In February, Wal-Mart, the nation’s largest private employer, announced that it would increase the hourly pay for a half-million employees to $9 an hour starting this month and to at least $10 by February. The week after Wal-Mart’s announcement, the owner of T.J.Maxx, Marshalls and HomeGoods stores promised to increase pay to at least $9 an hour in June. (The federal minimum wage is $7.25 an hour.)

Last month, Target joined the movement, promising at least $9 an hour for its workers. Last week, it was McDonald’s turn.

McDonald’s pledged to increase wages in its company-owned restaurants to at least $1 over local minimum wages around the country to an average of $9.90 an hour by July 1. The average will increase to more than $10 an hour in 2016. The company will also provide paid personal leave for employees who have worked for McDonald’s for more than a year and help pay the cost of college tuition and online classes that count toward high school diplomas. (The tuition assistance will also be offered to workers at McDonald’s franchises.)

Steve Easterbrook, the company’s chief executive, described it as “a comprehensive benefits package” for “the people who bring our brand to life for customers every day.”

But the raises would benefit only the 90,000 workers in the restaurants that McDonald’s owns and operates.

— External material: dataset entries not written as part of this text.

PR #533, opened 2020-06-08
Fix broken readme links

zdroid:
Updates two links to point to the right documents.


markcmiller86:
Thanks so much @zdroid

PR #537, opened 2020-06-15
Updated to Blog: Lazy Approach to Developing Scientific Research Software

rinkug:
Pre-publish review.

### DIFF
--- a/Articles/Blog/2020-05-lazy-approach.md
+++ b/Articles/Blog/2020-05-lazy-approach.md
@@ -10,7 +10,7 @@
 
 Lots of fancy features may look attractive, but we rarely use all of them.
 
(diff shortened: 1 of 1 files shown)


rinkug:
This review is still in progress.

rinkug:
* "Lots of fancy features may look attractive, but we rarely use all of them" : needs to be revised or replaced with a short 1-2 sentence blurb that segways into the rest of the article
* "Include a license (ideally permissive) such that not only the original author is able to reuse the code at a later stage" : Revise to "Include a license (ideally permissive) such that people other than the original author are able to reuse the code at a later stage."

rinkug:
This PR should be ignore and the article has  already been published

Issue #540, opened 2020-06-18
Possible Blog Article: Experiences porting code to the HIP ecosystem


hartwiganzt:
Witnessing an explosion-like diversification in hardware architectures, hardware portability and the ability to adopt new processor designs has become a central property characterizing software sustainability. In this blog article, we report and discuss the experience of porting CUDA code to AMD's Heterogeneous-Computing Interface for Portability (HIP).

Maybe a little too early, I already formulated the complete blog article [here](https://github.com/hartwiganzt/betterscientificsoftware.github.io/blob/master/Articles/Blog/PortingToHIP.md).

Pull request #541

bernhold:
Thanks Hartwig! The timing is excellent.  We'll work in getting it ready!

bernhold:
Followups to PR #541

PR #541, opened 2020-06-19
Blog Article: Porting to HIP

hartwiganzt:
This is the pull request for issue #540.


pagrubel:
Nice article and very timely. My only concern is linking to the author's pre-print in his github repo, that may evolve or later cause a missing link.

hartwiganzt:
Thanks, @pagrubel. What I can offer is to publish this on arxiv.org. Would that be a good path forward? Or any other suggestions?

rinkug:
Published!

PR #545, opened 2020-06-29
Karbarz-Events

karbarz:
I'm unsure if I did this correctly!
Attempted to create a new event, as per Lois's email.


cferenba:
Hi @karbarz and @rinkug :  thank you for posting this!  It was on my to-do list to post an announcement here, and I was pleasantly surprised to find you had beaten me to it.

PR #553, opened 2020-07-10
Karbarz howtos

karbarz:
all how tos/what is documents transferred to .md format


rinkug:
The contents of this PR could noot be merged directly; however I picked and commited the "how-tos" as a part of another commit.

PR #592, opened 2020-10-15
Thought leader blogroll curated content article

bernhold:
This PR resolves #474.

I decided that Titus Brown's blog (Ivory Idyll) did not have a high enough density of software-related (as opposed to research-related) content to make the grade.

PR #597, opened 2020-10-22
Changes to: Scientific bloggers to follow curated content

rinkug:
Author: @bernhold David Bernholdt
EB membre: @rinkug Rinku Gupta

Opening a  new PR to propose some changes to the #592


bernhold (changes requested):
I understand where you're coming from, but I prefer the original title.

PR #692, opened 2021-01-31
Event for SIAM CSE21

bernhold:

PR #693, opened 2021-02-01
SIAM CSE21 - Identified Deck Text

karbarz:
Regarding PR #692 

Identified deck text in file.
Several profile links are not completed and only link to GitHub, rather than an individual's page.

@rinkug @curfman


bernhold:
The contributors section is known to be incomplete at this stage.  We're trying to decide whether there are too many contributors.

Issue #712, opened 2021-02-16
Remove "categories" metadata tag


rinkug:
The "categories" tag in metadata is a remnant from previous versions of the BSSw website. It is no longer used. The "topic" tag in metadata is used to display the corresponding categories that they belong to. 

@karbarz : Please create one PR for:
- [x] Remove the section on categories from the[ EB docs metadata page](https://betterscientificsoftware.github.io/bssw.io/bssw_content_metadata.html)
- [x] Remove the word "categories" from other locations where it is not needed. [This page](https://betterscientificsoftware.github.io/bssw.io/bssw_content_publishing.html) is one such example.

@karbarz : Please create another single PR for:
- [x] There are content examples files mentioned on the EBdocs website in several places. These example files can be found on the [cc](https://betterscientificsoftware.github.io/bssw.io/bssw_styling_curated.html), [original content](https://betterscientificsoftware.github.io/bssw.io/bssw_styling_originalarticles.html), [events](https://betterscientificsoftware.github.io/bssw.io/bssw_styling_event.html) pages, mostly. We need to remove the categories metadata from each of the files that serve as an example. 
Following is an example of what the metadata looks like
< !---
Publish: yes
Pinned: no
**Categories: skills, development** <-- THIS LINE NEEDS TO BE REMOVED
Topics: revision control, development tools
RSS update: 2021-02-16
--->

karbarz:
PR #713 has been created for the first requested portion of edits, focusing on removing reference to the categories tag on the EB Docs site-specific pages.

An additional PR will be created for removing the categories from the metadata of examples listed on the EB docs site.

karbarz:
PR #714 has been created for the second requested portion of edits, focusing on removing the categories tag in the metadata of examples. 

This issue should now be completed. 
@rinkug @curfman

PR #714, opened 2021-02-18
Removing categories metadata

karbarz:
Removed category metadata from CC example listed on EB Docs site.

### DIFF
--- a/CuratedContent/ClaimsAboutSoftwareEnginScienceReview.md
+++ b/CuratedContent/ClaimsAboutSoftwareEnginScienceReview.md
@@ -24,8 +24,6 @@ The paper provides a compilation of 66 studies related to scientific software de
 <!---
 Publish: yes
 Topics: software engineering, testing, revision control
-Tags: paper
-Level: 2
-Prerequisites: defaults
-Aggregate: none
+Pinned: no
+RSS update: 2019-07-20
 --->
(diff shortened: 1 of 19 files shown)


karbarz:
This is the second PR regarding issue #712. This issue should now be completed.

The 750,000 employees who work for franchises around the country — workers like Andino — will see no increase in pay. (McDonald’s argues that it is not responsible for pay and other labor practices at its franchises. Last year, the general counsel of the National Labor Relations Board found otherwise, ruling that McDonald’s is a “joint employer” of franchise workers.)

And even those employees who work for company-owned restaurants may see little change in their paychecks. Consider Ashley Wiley, who works for a company-owned McDonald’s in Queens.

She earns $9.19 an hour. Under the new plan, her hourly pay will jump 56 cents.

“It’s not making a difference in my life at all,” said Wiley, 26, who relies on food stamps and Medicaid to help support her three sons.

That is why she and Andino plan to join thousands of other fast-food and retail workers on April 15 to press for a $15 hourly wage. Organizers predict that the fast-food strikes and protests, which started in New York 2 1/2 years ago, will draw more than 60,000 people in 200 cities nationwide that day.

These workers want real living wages and full-time jobs, which are still hard to come by. The average weekly hours of private-sector employees, which fell sharply during the Great Recession, are still falling in New York City, even in the midst of strong economic expansion, according to the Independent Budget Office.

Andino, who works in the kitchen at a McDonald’s franchise in Brooklyn, would love to work full time. But she is typically scheduled for only 20 to 25 hours a week, which often means less than $200 in take-home pay.

It is not nearly enough to cover the $857 monthly rent for the single room she shares with her son, or to pay for the babysitter, the groceries, the phone bill and her bus pass. So she puts off paying some bills and borrows money from family to pay others.

And she cheers herself with the hope that big changes — and real raises — are on the horizon.